Now you know what it is, research will be easier.  I'm sure others will chime in with more details.


----------



## Sandia (May 19, 2015)

AaronD said:


> That is a Rockwell 10x36. Appears to be in nice shape.  I have no experience with this model as I own its bigger brother the 11x36.  I do know that parts are out there but hard/time consuming to find. There is a dedicated Yahoo group on Rockwell lathes that is a great resource.
> 
> Looks to have lots of tooling with it.  Any more in the cabinet? Items like follower and steady rests are rare finds.  Do I spot a taper attachment?
> 
> Now you know what it is, research will be easier.  I'm sure others will chime in with more details.



Thanks Aaron,
I am not familiar at all with the Rockwell or Delta style lathes. This one is pretty close and I thought I might go look at it but wanted some idea first. Looks like it has a collet closer and some tooling, don't know about collets, there don't show in the pic. Lathe does look fairly clean and not abused if it is original.
What is a ball park range for these machines.
Thanks, Bob


----------



## Ed ke6bnl (May 19, 2015)

I have a 11 in Rockwell didn't know a thing about them when i bought it but got that lathe and a Burke millrite mill for $900 and he loaded on my trailer with a fork lift. I would check closely  for any broken teeth on the back gear, very common for people to strip some teeth, on mine you can lift the top and see all the gears.  check to see the variable speed works. I was ready for 3 phase and built a rotory phase converter but both machines were 110 volt. but found a big Delta Rockwell drill press that needed 3phase and put it to work.


----------



## AaronD (May 19, 2015)

Price range varies a lot based on condition, tooling, and location.  Where are you located?  If in the northeast a machine may fetch $1500 but if in the southwest that same machine may be almost double.  These are just general observations gathered over the last handful of years.

If you end up going to look at it find the serial and model numbers. These will give you a better idea on age. Should be located on the back of the bed near tailstock. 

Hard to tell from the picture but look for a tag on front right end that says "flame hardened ways". Definitely a plus.
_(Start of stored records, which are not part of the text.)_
PR #535, opened 2017-08-21
fix(select): Fixing select searching and selecting

monroepe:
## **Description**

Searching for values in select drop downs is currently broken and this pull request fixes the issue. Basically if you open a select element (where the options are just strings as seen in the demo) and start typing you are unable to select any of the values. The fix is that we check if the options are not objects and use the formattedOptions instead.

#### **Verify that...**

- [x] `npm run lint` passes

##### **Screenshots**

### DIFF
--- a/src/elements/select/Select.ts
+++ b/src/elements/select/Select.ts
@@ -176,11 +176,7 @@ export class NovoSelectElement extends OutsideClick implements OnInit, OnChanges
                     list.scrollTop = item.offsetTop;
                     let listItems = Array.from(list.querySelectorAll('li')).map((element: any) => element.getAttribute('data-automation-value')).filter(value => value);
                     this.selectedIndex = listItems.indexOf(item.getAttribute('data-automation-value'));
-                    if (this.options && this.options.length && typeof this.options[0] !== 'object') {
-                        this.select(this.filteredOptions[this.selectedIndex], this.selectedIndex);
-                    } else {
-                        this.select(this.options[this.selectedIndex], this.selectedIndex);
-                    }
+                    this.select(this.filteredOptions[this.selectedIndex], this.selectedIndex);
                 }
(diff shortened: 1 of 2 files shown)


src/elements/select/Select.ts
```diff
@@ -174,9 +174,13 @@ export class NovoSelectElement extends OutsideClick implements OnInit, OnChanges
                 let item = element.querySelector(`[data-automation-value^="${this.filterTerm}" i]`);
                 if (item) {
                     list.scrollTop = item.offsetTop;
-                    let listItems = Array.from(list.querySelectorAll('li')).map((element: any) => element.getAttribute('data-automation-value'));
+                    let listItems = Array.from(list.querySelectorAll('li')).map((element: any) => element.getAttribute('data-automation-value')).filter(value => value);
                     this.selectedIndex = listItems.indexOf(item.getAttribute('data-automation-value'));
-                    this.select(this.options[this.selectedIndex], this.selectedIndex);
+                    if (this.options && this.options.length && typeof this.options[0] !== 'object') {
```
jgodi: Shouldn't this always be `filteredOptions`?

monroepe: Yeah I originally had it that way always using filteredOptions and was going to ask you if that was ok, so I will switch it to always use filteredOptions.

ndickerson:
The changes look good for the up/down arrow keys, but we should address all the areas of the code where we were using the non-filteredOptions.

jgodi:
#### Overall Coverage Change: -0.91%
|File|Change|
|---|---|
|DatePicker.ts|No Change|
|FileInput.ts|-0.31%|
|Select.ts|-0.89%|
|Table.ts|-0.29%|

jgodi:
#### Overall Coverage Change: -0.91%
|File|Change|
|---|---|
|DatePicker.ts|No Change|
|FileInput.ts|-0.31%|
|Select.ts|-0.89%|
|Table.ts|-0.29%|

PR #853, opened 2018-11-08
Update issue templates

akurtovic:
Add new Bug Report and Feature request templates


akurtovic:
Hard to tell from the pull request, but the end result should be that our Issues page looks something like this.

image

PR #890, opened 2019-01-07
fix(Picker): Fixed potential memory leak issue in NovoPickerElement

ndickerson:
## **Description**

Our use of picker results overlay for pickers can in Windows 10 on some PCs in some situations result in the contents of the overlay being leaked. This problem is not present on a Mac, since the garbage collector within V8 will always reclaim almost all of the memory of the destroyed DOM elements. On Windows 10 specifically, for pickers with a lot of elements in the results, up to 90% of the DOM elements might be leaked, up to 50% of the time. 

#### **Verify that...**

- [x] `npm run lint` passes

- [x] Run `Novo Automation`
- [x] Run `BBO Automation`

##### **Screenshots**
mac vs windows leak


ndickerson:
Thanks for the (tool) tip @charlesabarnes! Will make sure and test tooltips as well.

marissarcollins:
QA Complete, automation ran

ndickerson:
This change only affects pickers, and there was not an issue with overlays in general, so tooltips, dropdowns, etc. all have no changes.

PR #895, opened 2019-01-14
toast service to accept an optional custom toast element

acrowe2:
## **Description**

#### **Verify that...**

- [x] `npm run lint` passes

- [x] Run `Novo Automation`
- [ ] Run `BBO Automation`

##### **Screenshots**

### DIFF
--- a/projects/novo-elements/src/elements/toast/ToastService.ts
+++ b/projects/novo-elements/src/elements/toast/ToastService.ts
@@ -28,7 +28,7 @@ export class NovoToastService {
     this._parentViewContainer = view;
   }
 
-  alert(options) {
+  alert(options, toastElement: any = NovoToastElement) {
     return new Promise((resolve) => {
       if (!this._parentViewContainer) {
         console.error(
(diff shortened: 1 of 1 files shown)


projects/novo-elements/src/elements/toast/ToastService.ts
```diff
@@ -28,15 +28,15 @@ export class NovoToastService {
     this._parentViewContainer = view;
   }
 
-  alert(options) {
+  alert(options, toastElement: any = NovoToastElement) {
     return new Promise((resolve) => {
```
amrutha-rajiv: instead of `any` can we change it to a more specific type

DrewHoo: Ah, just saw this was merged. I was going to say: I can't figure out how to type this. The best I can come up with is `toastElement: Function`, because when you look at `NovoToastElement` (or any component) as a value, it looks like a function. That would at least prevent folks from passing plain objects or something else. It's not a perfect solution, though. It's very hard to type something based on a class's decorator (which I think would be the answer here, since the component decorator would tell us whether a class is a component) or based on an interface it implements (not ideal since I don't think you have to implement any interface in order to be a component).

PR #896, opened 2019-01-15
fix(datepicker): handle dates stored as strings properly

monroepe:
## **Description**

Handle dates that are stored as strings in (YYYY-MM-DD format) so that they do not get incorrectly converted.

#### **Verify that...**

- [ ] `npm run lint` passes

- [ ] Run `Novo Automation`
- [ ] Run `BBO Automation`

##### **Screenshots**

### DIFF
--- a/projects/novo-elements/src/elements/date-picker/DatePickerInput.ts
+++ b/projects/novo-elements/src/elements/date-picker/DatePickerInput.ts
@@ -56,32 +56,21 @@ export class NovoDatePickerInputElement implements OnInit, ControlValueAccessor 
   /** View -> model callback called when autocomplete has been touched */
   _onTouched = () => {};
 
-  @Input()
-  name: string;
-  @Input()
-  start: Date;
-  @Input()
-  end: Date;
-  @Input()
-  placeholder: string;
-  @Input()
-  maskOptions: any;
-  @Input()
-  format: string;
-  @Input()
-  textMaskEnabled: boolean = true;
-  @Input()
-  allowInvalidDate: boolean = false;
+  @Input() name: string;
+  @Input() start: Date;
+  @Input() end: Date;
+  @Input() placeholder: string;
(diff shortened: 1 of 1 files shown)


projects/novo-elements/src/elements/date-picker/DatePickerInput.ts
```diff
@@ -234,6 +223,10 @@ export class NovoDatePickerInputElement implements OnInit, ControlValueAccessor
       if (!value) {
         return '';
       }
+      // Handle dates stored as string values
+      if (/\d{4}-\d{2}-\d{2}/.test(value)) {
+        return value;
+      }
```
amrutha-rajiv: unit tests for this would be great

projects/novo-elements/src/elements/date-picker/DatePickerInput.ts
```diff
@@ -234,6 +223,10 @@ export class NovoDatePickerInputElement implements OnInit, ControlValueAccessor
       if (!value) {
         return '';
       }
+      // Handle dates stored as string values
+      if (/\d{4}-\d{2}-\d{2}/.test(value)) {
```
akurtovic: Does `dateFns` not respect `YYYY-MM-DD` as a valid format? If it does, then this is essentially allowing this one format without having to pass a `userDefinedFormat`? And if we need this, what happens if it's `YYYY/MM/DD` or `YYYY\MM\DD`? And I'm pretty sure a value like `2012-99-00` is will come back as valid with this.

amrutha-rajiv: yes, and i just remembered that we have a version of the date-picker with text-mask enabled which allows only for `/` as a de-limiter. and the date-format is defined in the translation files. if we want to handle string values, why aren't we using the text mask?

PR #897, opened 2019-01-16
Fix(GroupedMultiPickerResults): update search/filter functionality

tb9-eli:
## **Description**

remove entity type from filtered values in search

#### **Verify that...**

- [x] `npm run lint` passes

- [ ] Run `Novo Automation`
- [ ] Run `BBO Automation`

##### **Screenshots**

### DIFF
--- a/projects/novo-elements/src/elements/picker/extras/grouped-multi-picker-results/GroupedMultiPickerResults.ts
+++ b/projects/novo-elements/src/elements/picker/extras/grouped-multi-picker-results/GroupedMultiPickerResults.ts
@@ -10,73 +10,90 @@ import { NovoLabelService } from '../../../../services/novo-label-service';
 @Component({
   selector: 'grouped-multi-picker-results',
   template: `
-        <div class="grouped-multi-picker-groups">
-            <novo-list direction="vertical">
-                <novo-list-item
-                    *ngIf="config.displayAll"
-                    (click)="selectCategory({ value: 'all', label: 'all' })"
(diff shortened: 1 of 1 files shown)


projects/novo-elements/src/elements/picker/extras/grouped-multi-picker-results/GroupedMultiPickerResults.ts
```diff
@@ -275,7 +292,14 @@ export class GroupedMultiPickerResults extends BasePickerResults implements OnIn
     if (this.searchTerm && this.searchTerm.length !== 0 && this.selectedCategory) {
       matches = matches.filter((match) => {
         const searchTerm = this.searchTerm.toLowerCase();
-        return match.label.toLowerCase().indexOf(searchTerm) > -1 || match.value.toLowerCase().indexOf(searchTerm) > -1;
+        return (
+          match.label.toLowerCase().indexOf(searchTerm) > -1 ||
+          match.value
+            .toLowerCase()
+            .split('.') // Split into to array since the first part of the string (of the format '[entityType].[value]') will break the filter functionality
+            .pop() // Only the last element of the array should be checked by the searchTerm filter, e.g. if the value is 'placement.FirstName' then 'placement' is not relevant to the users search
```
amrutha-rajiv: why are we always splitting the value by `.`?  if the match condition is different for the type of data you have with the picker, the match function should be overridden on the client side (in novo)

PR #903, opened 2019-01-28
feat(fieldInteractions): modified to make format optional

chasitywickenhauser-bh:
## **Description**

Adjusted field interactions api to allow config.format to be optional

#### **Verify that...**

- [ ] `npm run lint` passes

- [ ] Run `Novo Automation`
- [ ] Run `BBO Automation`

##### **Screenshots**


projects/novo-elements/src/elements/form/FieldInteractionApi.ts
```diff
@@ -568,6 +567,9 @@ export class FieldInteractionApi {
             });
           },
         });
+        if (config.hasOwnProperty('format')) {
+          newConfig.format = config.format;
+        }
```
hiqbal01: Do we need to grab format from the existing control if one is not passed into modifyPickerConfig?

PR #929, opened 2019-03-23
ci(Cypress): Add cypress build step and begin automation on several demos

charlesabarnes:
## **Description**

I added a cypress build step and automate the dataTable and tiles features and start button and date picker demo automation,

Verify that...**

- [x] `npm run lint` passes

##### **Screenshots**

image


charlesabarnes:
Screenshot added of a demo test.  Ready for review

cypress/support/commands.js
```diff
@@ -0,0 +1,27 @@
+// ***********************************************
```
akurtovic: looks like this whole file can go unless you're going to need it for something else soon.

cypress/integration/components/dataTable.js
```diff
@@ -0,0 +1,204 @@
...
+          .should('have.length', option);
+      })
+    });
+    it('should switch to the next page properly', () => {
+      cy.get(`${exampleContainerSelector} novo-tiles [data-automation-id="Basic"]`)
+        .eq(0)
+        .click()
+        .should('have.class', 'active');
+      cy.get(`${exampleContainerSelector} novo-data-table novo-data-table-pagination`)
+        .should('have.class', 'basic');
```
amrutha-rajiv: this is great! do we want to organize the code similar to how novo automation is done? so that we separate our the selectors into page classes, etc.

charlesabarnes: I _would_ agree, however due to how our demo is written, there is not much reuse of code outside of the file for the particular component/element.

amrutha-rajiv: it just makes it easier to read the code without worrying about which selector to change where as opposed to being able to reuse code.

PR #937, opened 2019-04-01
feat(AppBridge): App Bridge Fixes

ndickerson:
## **Description**

Fixing the AppBridge registration call to send back reject() when it fails, instead of the same response as when it succeeds. Also, adding type for preview slideout (Novo Only) and fixing the response of the DevAppBridge to not wrap the rest return in a second data object. 

#### **Verify that...**

- [x] `npm run lint` passes

- [x] Run `Novo Automation`
- [x] Run `BBO Automation`


ndickerson:
Novo Automation Run Successfully on MR: https://bhsource.bullhorn.com/NOVO/novo/merge_requests/2220

PR #943, opened 2019-04-09
BH-61013 Novo: Using systemRequired in meta

tla-dev:
## **Description**

Meta will now return 3 field that indicate if a user is required to enter a value for a field

optional=false - hibernate required field, may be defaulted by backend code
required=true - user configurable required, Field Maps
systemRequired=true, Bullhorn defined required
Novo/Novo-elements needs to start honoring both systemRequired and *required *when handling required fields in forms.

#### **Verify that...**

- [ ] `npm run lint` passes

- [ ] Run `Novo Automation`
- [ ] Run `BBO Automation`

##### **Screenshots**


amrutha-rajiv:
looks good to me! we can merge it once it is tested.

PR #948, opened 2019-04-17
Update the default text on Picker field overlays

kvnfrederiksen:
## **Description**

I changed the default text on picker overlays so that users are not confused by the message, "No results to display..." as they focus on the field.

#### **Verify that...**

- [x] `npm run lint` passes

- [x] Run `Novo Automation`
- [x] Run `BBO Automation`

##### **Screenshots**


amrutha-rajiv:
lgtm

PR #949, opened 2019-04-17
fix(control-group) style & input type fixes

amrutha-rajiv:
## **Description**

- base-control: copying over subtype and type
- resetting edit/remove checks on every add and remove of controls
- fixed styles for required columns
- added the control key as a class to the label column
#### **Verify that...**

- [x] `npm run lint` passes

- [ ] Run `Novo Automation`
- [ ] Run `BBO Automation`

##### **Screenshots**

### DIFF
--- a/projects/novo-elements/src/elements/form/ControlGroup.spec.ts
+++ b/projects/novo-elements/src/elements/form/ControlGroup.spec.ts
@@ -1,0 +1,117 @@
+// NG2
+import { ChangeDetectorRef } from '@angular/core';
+import { TestBed, async } from '@angular/core/testing';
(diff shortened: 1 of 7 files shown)


projects/novo-elements/src/elements/form/ControlGroup.spec.ts
```diff
@@ -0,0 +1,117 @@
+// NG2
+import { ChangeDetectorRef } from '@angular/core';
+import { TestBed, async } from '@angular/core/testing';
+import { FormBuilder, FormArray } from '@angular/forms';
+// App
```
DrewHoo: duplicate comment here, not sure if it's worth a fix

PR #41, opened 2025-01-06
Pull logic out of databricks-langchain to be reused in future integration packages

leonbi100:
### What this PR does
In preparation to create new databricks integrations, this PR pulls out logic from the databricks-langchain package and places it into databricks-ai-bridge so that other integration packages can reuse this logic.

### How was it tested
Existing unit tests still pass


annzhang-db (approved):
lgtm! 😃

PR #44, opened 2025-01-15
Simplify OpenAI VectorSearchRetrieverTool tool execution function

leonbi100:
This PR refactors the OpenAI VectorSearchRetrieverTool#execute_tools function to be VectorSearchRetrieverTool#execute. The goal here is to do less of the response parsing and instead only focus on executing the retriever call, which is more in line with [how the OpenAI SDK documents function calling](https://platform.openai.com/docs/guides/function-calling). 

The new usage pattern is more along the lines of:
```
dbvs_tool = VectorSearchRetrieverTool("index_name")
tools = [dbvs_tool.tool, ...]
response = openai.chat.completions.create(
  model="gpt-4o",
  messages=initial_messages,
  tools=tools,
)
tool_call = response.choices[0].message.tool_calls[0]
args = json.loads(tool_call.function.arguments)
retriever_resp = vector_search_tool.execute(query=args["query"])
```

### DIFF
--- a/integrations/openai/src/databricks_openai/vector_search_retriever_tool.py
+++ b/integrations/openai/src/databricks_openai/vector_search_retriever_tool.py
@@ -27,16 +27,36 @@ class VectorSearchRetrieverTool(VectorSearchRetrieverToolMixin):
     for tool calling using the OpenAI SDK.
 
     Example:
-        dbvs_tool = VectorSearchRetrieverTool("index_name")
-        tools = [dbvs_tool.tool, ...]
-        response = openai.chat.completions.create(
-            model="gpt-4o",
-            messages=initial_messages,
-            tools=tools,
+        messages = [
+                {"role": "system", "content": "You are a helpful assistant."},
+                {
+                    "role": "user",
+                    "content": "Using the Databricks documentation, answer what is Spark?"
+                }
+            ]
+
+        dbvs_tool = VectorSearchRetrieverTool(index_name=index_name, text_column="text", embedding_model_name=embedding_endpoint)
+        tools = [dbvs_tool.tool]
+        response = client.chat.completions.create(
+            model="gpt-4o-mini",
+            messages=messages,
+            tools=tools
         )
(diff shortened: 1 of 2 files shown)


integrations/openai/src/databricks_openai/vector_search_retriever_tool.py
```diff
@@ -65,136 +87,103 @@ def _validate_tool_inputs(self):
...
+            raise ValueError(
+                "The embedding model name is required for non-Databricks-managed "
+                "embeddings Vector Search indexes in order to generate embeddings for retrieval queries."
+            )
+
         # OpenAI tool names must match the pattern '^[a-zA-Z0-9_-]+$'."
         # The '.' from the index name are not allowed
-        def rewrite_index_name(index_name: str):
-            return index_name.replace(".", "_")
+        def get_tool_name():
```
leonbi100, line 113: [Refactoring this to match how the UC Function Toolkit does this here](https://github.com/unitycatalog/unitycatalog/blob/main/ai/core/src/unitycatalog/ai/core/utils/function_processing_utils.py#L101)

smurching, line 113: We might want to make this into a public API so that we can just officially recommend customers use it to get the name of the vector search tool, but ok to do that in a follow-up

integrations/openai/src/databricks_openai/vector_search_retriever_tool.py
```diff
@@ -65,136 +87,103 @@ def _validate_tool_inputs(self):
...
+            tool_name = self.tool_name or self.index_name.replace(".", "__")
+            if len(tool_name) > 64:
+                _logger.warning(
+                    f"Function name {tool_name} is too long, truncating to 64 characters {tool_name[-64:]}."
```
smurching:
```suggestion
                    f"Tool name {tool_name} is too long, truncating to 64 characters {tool_name[-64:]}."
```

smurching (approved):
LGTM!

PR #51, opened 2025-01-30
[ML-49586] Adding resources to the vectorSearchTool

sunishsheth2009:
Adding resources to the vectorSearchTool

### DIFF
--- a/integrations/langchain/src/databricks_langchain/vector_search_retriever_tool.py
+++ b/integrations/langchain/src/databricks_langchain/vector_search_retriever_tool.py
@@ -10,6 +10,7 @@ from langchain_core.embeddings import Embeddings
 from langchain_core.tools import BaseTool
 from pydantic import BaseModel, Field, PrivateAttr, model_validator
 
+from databricks_langchain import DatabricksEmbeddings
 from databricks_langchain.vectorstores import DatabricksVectorSearch
 
 
@@ -51,6 +52,10 @@ class VectorSearchRetrieverTool(BaseTool, VectorSearchRetrieverToolMixin):
         self.name = self.tool_name or self.index_name
         self.description = self.tool_description or self._get_default_tool_description(
             IndexDetails(dbvs.index)
+        )
+        self.resources = self._get_resources(
+            self.index_name,
+            (self.embedding.endpoint if isinstance(self.embedding, DatabricksEmbeddings) else None),
         )
 
         return self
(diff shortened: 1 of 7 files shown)


integrations/langchain/src/databricks_langchain/vector_search_retriever_tool.py
```diff
@@ -52,6 +53,14 @@ def _validate_tool_inputs(self):
         self.description = self.tool_description or self._get_default_tool_description(
             IndexDetails(dbvs.index)
         )
+        self.resources = self._get_resources(
+            self.index_name,
+            (
+                self.embedding.endpoint
+                if isinstance(self.embedding, DatabricksEmbeddings)
```
sunishsheth2009: For endpoint here I am checking if we are using DatabricksEmbedding since that is the only embedding using databricks resources we support with automatic auth for resources

integrations/openai/src/databricks_openai/vector_search_retriever_tool.py
```diff
@@ -125,6 +125,15 @@ def get_tool_name():
             description=self.tool_description
             or self._get_default_tool_description(self._index_details),
         )
+
+        try:
+            from databricks.sdk import WorkspaceClient
+
+            WorkspaceClient().serving_endpoints.get(self.embedding_model_name)
+            self.resources = self._get_resources(self.index_name, self.embedding_model_name)
```
sunishsheth2009, line 133: Here for resources for embedding, we are checking if the embedding model is a model serving endpoint that we can grant access for. So doing a quick check here. If the resource doesn't exist we fallback to not returning back resources for endpoint here.

src/databricks_ai_bridge/vector_search_retriever_tool.py
```diff
@@ -54,6 +61,9 @@ class VectorSearchRetrieverToolMixin(BaseModel):
     )
     tool_name: Optional[str] = Field(None, description="The name of the retrieval tool.")
     tool_description: Optional[str] = Field(None, description="A description of the tool.")
+    resources: Optional[List[dict]] = Field(
+        None, description="Resources required to log the model."
```
annzhang-db: Nit: This seems a little confusing to me - could we change the description to something like "Resources required to log a model that uses this tool" or something since there isn't really a model here?

annzhang-db (approved):
lgtm! 😄

integrations/langchain/src/databricks_langchain/vector_search_retriever_tool.py
smurching: Curious what exactly that means - is it like the user could be using a different embedding, in which case we should probably log a warning that we're unable to autodetect the resource + they should use manual auth (set `DATABRICKS_TOKEN` etc)?

sunishsheth2009: I don't think we should throw a warning or something. Since if they are using different embedding from Langchain or openai or something that are not databricks-resources, we don't need to generate resources for it. So we just generated resources for the index instead. That is why the code is in try...catch.
What do you think?

PR #56, opened 2025-01-31
Fixing the description to not look for source_table comment for default description of vector_search_tool

sunishsheth2009:
Fixing the description to not look for source_table comment for default description of vector_search_tool

### DIFF
--- a/integrations/langchain/pyproject.toml
+++ b/integrations/langchain/pyproject.toml
@@ -13,8 +13,9 @@ dependencies = [
     "langchain-community>=0.2.0",
     "databricks-vectorsearch>=0.40",
     "databricks-ai-bridge>=0.1.0",
-    "unitycatalog-langchain",
+    "mlflow>=2.20.1",
     "pydantic>2.10.0",
+    "unitycatalog-langchain",
 ]
 
 [project.optional-dependencies]
--- a/integrations/langchain/pyproject.toml
+++ b/integrations/langchain/pyproject.toml
@@ -1,6 +1,6 @@
 [project]
 name = "databricks-langchain"
-version = "0.1.1.dev0"
+version = "0.3.0.dev0"
 description = "Support for Databricks AI support in LangChain"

Is it under power? Hopefully you can run it and test all aspects.


----------



## Sandia (May 19, 2015)

I live in South Texas, and yes machine shop equipment is very rare down here, especially in decent shape. This is an auction deal, so can not run it, but will look at it Saturday. Really interested in a lot of tooling in the auction, but you never know, might be a sleeper.


----------



## thumper144 (May 22, 2015)

I live near Pittsburgh, pa and saw about ten of these go up for auction at a local high school.  prices ranged from 700-900.   I do remember talking to someone on another site that said parts would be difficult to get if needed. so I didn't get one.  On the other hand, they looked as if they were well made machines.


----------



## astjp2 (May 22, 2015)

They are a good lathe, parts are available from Dick Triemstra and Plaza machinery. You can goto the Yahoo website to get the manuals for free.  Uses 4C collets, and the closer is $200-500 depending on how bad you need it.


----------



## Sandia (May 23, 2015)

Appreciate the education fellows, I think I will pass on this one I have found although it looks really nice. Aside from that, I really don't need a second lathe.


----------



## Sandia (Mar 27, 2016)

This is a crazy weird deal, but here we go. I made this post last year asking for information on this lathe which was being sold in an estate auction close to where I live. Anyway, I didn't bid on the lathe for several reasons but was successful on some other items in the auction, one of which was a set of 5C collets, I thought; turned out to be 4C. Poor description on the sale information.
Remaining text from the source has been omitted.